In this new study, a multidisciplinary research team from the University’s Bristol Heart Institute sought to investigate how SARS-CoV-2 interacts with heart cells causing the myocardial damage seen in COVID-19 patients. Until now, it remained unclear whether heart cells are infected by the virus or damaged because of an excess cytotoxic defence response. This response, also known as ‘the cytokine storm’, comes from our immune cells, whereby cytotoxic cells attack and kill the infected cells by releasing proteins, called cytokines. The team also sought to investigate  whether heart cells contribute to producing excess cytokines. 

A research team led by Bristol’s Professor Paolo Madeddu exposed human heart pericytes, which are cells that wrap small blood vessels in the heart, to SARS-CoV-2 Alpha and Delta variants, along with the original Wuhan virus. Surprisingly, they found the heart pericytes were not infected.  

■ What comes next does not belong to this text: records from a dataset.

PR #805, opened 2020-05-26
GPUSamplerDescriptor and GPUSampler creation spec 

JusSn:
I'm sure I'm missing a lot! We've talked about just saving the entire descriptor in the `GPU` object before, but I don't think I saw another instance where we were doing that.

***
<a href="https://pr-preview.s3.amazonaws.com/JusSn/gpuweb/pull/805.html" title="Last updated on Jun 8, 2020, 7:49 PM UTC (807b509)">Preview</a> | <a href="https://pr-preview.s3.amazonaws.com/gpuweb/gpuweb/805/6d6e392...JusSn:807b509.html" title="Last updated on Jun 8, 2020, 7:49 PM UTC (807b509)">Diff</a>

PR #4683, opened 2024-05-29
Add description of sample footprint

### LINKED ISSUE #2343: describe the "sample footprint"
This one of the "issues" in the WebGPU spec.

The textureGather* descriptions in WGSL (#2341 ) could be improved by referencing the concept of a sample footprint from the WebGPU spec.
Currently there's a bunch of distracting words in that PR to try to describe which texels are being gathered from.

toji:
Fixes #2343.

This is a pretty high-level description, but it's not clear to me that we want to make it too much more detailed (at which point it would probably belong in the Detailed Operations section/doc). Happy to expand on it if needed, though.

### DIFF
--- a/spec/index.bs
+++ b/spec/index.bs
@@ -5179,12 +5179,12 @@ dictionary GPUSamplerDescriptor
 
     : <dfn>magFilter</dfn>
     ::
-        Specifies the sampling behavior when the sample footprint is smaller than or equal to one
+        Specifies the sampling behavior when the [=sample footprint=] is smaller than or equal to one
         texel.
 
     : <dfn>minFilter</dfn>
     ::
-        Specifies the sampling behavior when the sample footprint is larger than one texel.
+        Specifies the sampling behavior when the [=sample footprint=] is larger than one texel.
 
     : <dfn>mipmapFilter</dfn>
     ::
@@ -5229,10 +5229,13 @@ the [=texture coordinate=] derivatives.
 Note: See [[vulkan#textures-lod-and-scale-factor|Scale Factor Operation, LOD Operation and Image Level Selection]] in
 the [[vulkan inline]] spec for an example of how implicit LODs may be calculated.
 
-{{GPUAddressMode}} describes the behavior of the sampler if the sample footprint extends beyond
-the bounds of the sampled texture.
+The <dfn dfn>sample footprint</dfn> of a sampler describes the texels accessed by the sampler for a
+given [=texture coordinate=]. Depending on the {{GPUFilterMode}} this may be up to four texels of a
+given mip level, and depending on {{GPUMipmapFilterMode}} may include samples from multiple mip
+levels.
 
-Issue: Describe a "sample footprint" in greater detail.
+{{GPUAddressMode}} describes the behavior of the sampler if the [=sample footprint=] extends beyond
+the bounds of the sampled texture.
 
 <script type=idl>
 enum GPUAddressMode {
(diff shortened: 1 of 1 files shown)


kainino0x:
I honestly never fully understood the sample footprint thing. The term was copied from Metal docs:
https://developer.apple.com/documentation/metal/mtlsamplerdescriptor
https://github.com/gpuweb/gpuweb/pull/805

I _think_ it's this complicated idea of like, project the fragment footprint onto the surface (as determined by some derivatives), that gives you some quadrilateral, if the area if that quadrilateral is &gt;1 texel in area, it's minification, if it's &le;1 texel, it's magnification.

Or it's just a high level intuitive description of how it works and we shouldn't try to formalize the language as it stands.

If we really want to formalize it we can try to adopt structure from Vulkan:
https://registry.khronos.org/vulkan/specs/1.3/html/chap16.html#textures-texel-filtering
> If λ is less than or equal to zero, the texture is said to be magnified, and the filter mode within a mip level is selected by the magFilter in the sampler. If λ is greater than zero, the texture is said to be minified, and the filter mode within a mip level is selected by the minFilter in the sampler.

Though honestly I don't think it's worthwhile trying to get too deep into it - we were saying in yesterday's WG meeting, if an implementer (over a native API like Vulkan) wouldn't face any ambiguity over what to do, it's fine if we're not so rigorous. If we _do_ want to be rigorous, I think it would be best to delegate out to the Vulkan spec. This would be a simpler one to delegate than the rendering algorithm.

toji:
Updated this based on the example set in #4694. (Which, conveniently, is the paragraph above this one.) Now includes a non-normative reference to the relevant section of the Vulkan spec. Please take another look!

spec/index.bs
```diff
@@ -5229,10 +5229,16 @@ the [=texture coordinate=] derivatives.
 Note: See [[vulkan#textures-lod-and-scale-factor|Scale Factor Operation, LOD Operation and Image Level Selection]] in
 the [[vulkan inline]] spec for an example of how implicit LODs may be calculated.
 
-{{GPUAddressMode}} describes the behavior of the sampler if the sample footprint extends beyond
-the bounds of the sampled texture.
+The <dfn dfn>sample footprint</dfn> of a sampler describes the texels accessed by the sampler for a
+given [=texture coordinate=]. Depending on the {{GPUFilterMode}} this may be up to four texels of a
+given mip level, and depending on {{GPUMipmapFilterMode}} may include samples from multiple mip
+levels.
```
kainino0x, line 5235: The way "sample footprint" is used earlier (where it could be smaller than one texel) implies that it's some arbitrary quadrilateral covering some arbitrary (fractional) area of a 2d UV space. The wording came from Metal but Vulkan supports this wording too:

> If ρmax = ρmin = 0... the fragment’s footprint in texel space is a point, and η should be treated as 1.
> If ρmax ≠ 0 and ρmin = 0... the fragment’s footprint in texel space is a line segment

(couldn't find a case where they describe it as a quadrilateral but that seems to be the implication)

> A point sampled in screen space has an elliptical footprint in texture space.

(I have no idea why it's elliptical since vulkan doesn't have "smooth points", would expect a quadrilateral)

---

This text here it implies it's either 1 texel or 4 texels (per level). Also, I think we should try to say less.

Here's an idea of what we could write if we want to say a lot here:

```
A <dfn dfn>sample footprint</dfn> describes the texture-coordinate-space sub-region
corresponding to the source of a texture sample operation.
The footprint and the set of texels used to compute the actual sample result depends
on the texture size, mip-level count, sampler parameters, and WGSL sample call arguments.
```

However... what if we just removed all references to "sample footprint" and described what filter/address modes do in higher-level/intuitive terms instead?

toji: Took a stab at removing the sample footprint definition entirely. Let me know what you think!

kainino0x (approved):
I think this is good.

Intrigued by this finding, in a second test-tube experiment, the researchers challenged the cardiac pericytes with the spike protein alone, without the virus. The spike protein made pericytes unable to interact with their companion endothelial cells and induced them to secrete inflammatory cytokines, suggesting the spike protein is harmful to human cardiac cells. Interestingly, the team found that antibodies blocking CD147 - a receptor for the spike protein – protected heart pericytes from damage.

Finally, the team identified the presence of the SARS-CoV-2 spike protein in blood samples obtained from COVID-19 patients, which opens the possibility that spike protein particles travelling through the circulation can reach a site distant from the respiratory system and cause systemic damage.

The research has been supported by a pump-priming grant from the Wellcome Trust, the Elizabeth Blackwell Institute (EBI) Rapid Response COVID-19 and a British Heart Foundation grant (number PG/20/10285). The authors are members of the University of Bristol COVID-19 Emergency Research Group (UNCOVER).